== TASK ITEM ==
Copy out each line below exactly as it appears.
── INPUT DATA
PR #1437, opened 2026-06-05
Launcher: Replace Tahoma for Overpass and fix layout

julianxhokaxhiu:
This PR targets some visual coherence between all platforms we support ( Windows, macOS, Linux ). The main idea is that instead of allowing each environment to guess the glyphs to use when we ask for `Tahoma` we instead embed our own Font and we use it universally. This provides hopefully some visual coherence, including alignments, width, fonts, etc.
────
== RESULT OF THIS TASK ==
PR #1437, opened 2026-06-05
Launcher: Replace Tahoma for Overpass and fix layout

julianxhokaxhiu:
This PR targets some visual coherence between all platforms we support ( Windows, macOS, Linux ). The main idea is that instead of allowing each environment to guess the glyphs to use when we ask for `Tahoma` we instead embed our own Font and we use it universally. This provides hopefully some visual coherence, including alignments, width, fonts, etc.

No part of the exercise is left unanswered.